Resolve disk fill issues caused by large tlog files in Solr pods – Lucidworks

Issue

Solr pods in a Fusion Kubernetes deployment may experience 100% disk utilization due to the accumulation of large transaction log (tlog) files. This can result in pods becoming unresponsive or other system instability.

Diagnosis

To determine if disk utilization is caused by tlog file accumulation in Solr pods:

Access the affected Solr pod using kubectl:

kubectl exec -it <solr-pod-name> -n <namespace> -- /bin/bash

Navigate to the data directory for the relevant Solr core, typically at:
```
/var/lib/solr/data/<collection_shard>_<replica>/data/tlog
```
Note: The exact path may differ based on your deployment; adjust as needed for your Solr installation.
List the contents of the tlog directory and check for unusually large tlog files:
```
ls -lh /var/lib/solr/data/<collection_shard>_<replica>/data/tlog
```
Review disk usage:
```
du -sh /var/lib/solr/data/<collection_shard>_<replica>/data/tlog
```
Note: High disk usage, especially from files named tlog.xxxxxxxxxxxxx, indicates that transaction logs are not being cleared as expected.

Environment

Fusion 5.x and above, deployed in Kubernetes environments (GKE, AKS, EKS, or other supported platforms).
Note: Applies to any Fusion deployment using Solr as a search engine where disk-based persistence is used for Solr cores.

Cause

Solr uses transaction logs (tlogs) to record recent updates before they are committed to disk. Under normal operation, tlog files are truncated or deleted after a commit. However, large tlog files may persist due to:

Uncommitted updates or delayed hard commits
Solr pod restarts or failures during write operations
Issues with Solr replication or leader election
Underlying storage latency or failures preventing tlog cleanup

Resolution

Follow these steps to safely resolve disk fill issues caused by large tlog files in Solr pods:

1. Verify tlog file persistence after commit

Issue a hard commit to the affected collection:

curl http://<solr-pod-service>:8983/solr/<collection>/update?commit=true

Wait a few moments, then check if tlog files are reduced in size or removed.

2. If tlog files persist, verify data persistence

Confirm that recent data is successfully persisted and that the collection is fully operational.
Ensure no ongoing indexing or update operations are active for the collection.

3. Manually delete the large tlog file (if safe)

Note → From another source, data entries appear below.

Issue #1236, opened 2023-10-23
No AudioOut sounds with M5Stack CoreS3


meganetaaan:
**Build environment:** Linux
**Moddable SDK version:** v4.2.0, v4.2.1
**Target device:** M5Stack CoreS3

**Description**
With M5Stack CoreS3 and the ModdableSDK v4.2.1, no sound can be played through the AudioOut class, leaving a slight noise at the beginning.

**Steps to Reproduce**
1. Build and install `piu/sounds` example app using `mcconfig -m -p esp32/m5stack`.
2. The device cannot play any sound including startup sound(bflatmajor.maud) .

**Other information**
- The sound works fine on M5Stack Basic and Core2 with Moddable v4.2.1
- The issue seems similar to what is described in https://github.com/Moddable-OpenSource/moddable/issues/881. I am currently investigating whether this is a degradation on the esp-idf side or if there is something problematic in the CoreS3 initialization code that I wrote.

meganetaaan:
I've been progressing with debugging, but I still haven't seen a solution. As I continue to read through the esp-idf code, I'm starting to think that the cause might be the incorrect calculation of clock division, which was mentioned in a previous discussion.
https://github.com/Moddable-OpenSource/moddable/discussions/1134#discussioncomment-6165089

Indeed, regarding this calculation process, there have been changes from esp-idf v4 to v5, and it seems that even if the same sample rate is given, the results are different.
v5.1: https://github.com/espressif/esp-idf/blob/release/v5.1/components/hal/i2s_hal.c#L36
v4.4: https://github.com/espressif/esp-idf/blob/release/v4.4/components/hal/i2s_hal.c#L28

However, I'm not sure how to identify the cause from here or how to fix it, and I'm stuck. I would appreciate assistance from anyone with knowledge of esp-idf and who has the CoreS3.

phoddie:
Thank you for working on this issue. I hoped that IDF v5 would bring an end to these kinds of audio problems.

There isn't much to configure for the I2S audio output:
- The I2S pins must be correct (the hardware didn't change and it worked before!)
- It must still be 16-bit audio (right?)
- The M5Stack Core S3 is the **only** device that's manifest uses the `mck` pin (set to 0, which is a little suspicious). Is that really required? Could it actually be causing the problem somehow?
[...]

PR #1297, opened 2024-01-20
Switch slot of I2S

stc1988:
This PR is fix for #1236.

Setting I2S slot to left make M5Stack cores3 to AudioOut sound. 
This fix affects only `esp32/m5stack_cores3`.

### DIFF
--- a/build/devices/esp32/targets/m5stack_cores3/manifest.json
+++ b/build/devices/esp32/targets/m5stack_cores3/manifest.json
@@ -106,7 +106,7 @@
 			"volume_divider": 1,
 			"i2s": {
 				"num": 1,
-				"slot": 1,
+				"slot": "I2S_STD_SLOT_LEFT",
 				"bitsPerSample": 16,
 				"bck_pin": 34,
 				"lr_pin": 33,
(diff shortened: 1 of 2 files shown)


phoddie:
This is reasonable. Before merging, I'd like to quickly consider a slightly simpler approach. The manifest could use the ESP-IDF constant instead of a number.

```
    "slot": "#I2S_STD_SLOT_LEFT"
```

Then you can write:

```c
	#ifndef MODDEF_AUDIOOUT_I2S_SLOT
 		#define MODDEF_AUDIOOUT_I2S_SLOT I2S_STD_SLOT_RIGHT
 	#endif
```

And 

```c
i2s_config.slot_cfg.slot_mask = MODDEF_AUDIOOUT_I2S_SLOT;
```

I think it is more clear. What do you think? (I'm OK with either approach.)

stc1988:
Thanks for the review.
I think that is more clear too.

I have committed to this fix.

phoddie:
Thanks for considering the proposal. Also, thank you for correctly my mistake with the "#". ;)

We'll get this merged.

Only after verifying that all data is committed and available, remove the offending tlog file(s):
```
rm /var/lib/solr/data/<collection_shard>_<replica>/data/tlog/tlog.*
```
Note: Removing tlog files while there are uncommitted writes may result in data loss. Always confirm data safety before deletion.

4. Recycle the Solr pod

Restart the affected Solr pod to reclaim disk space and ensure proper pod operation:
```
kubectl delete pod <solr-pod-name> -n <namespace>
```
Kubernetes will automatically recreate the pod.

5. Monitor pod status and disk utilization

After the pod is running, confirm that disk usage is within normal parameters and that Solr is serving requests as expected.
```
kubectl get pods -n <namespace>
kubectl exec -it <solr-pod-name> -n <namespace> -- df -h
```

Note: If tlog accumulation recurs, investigate potential issues with Solr commit configuration, storage performance, or cluster stability.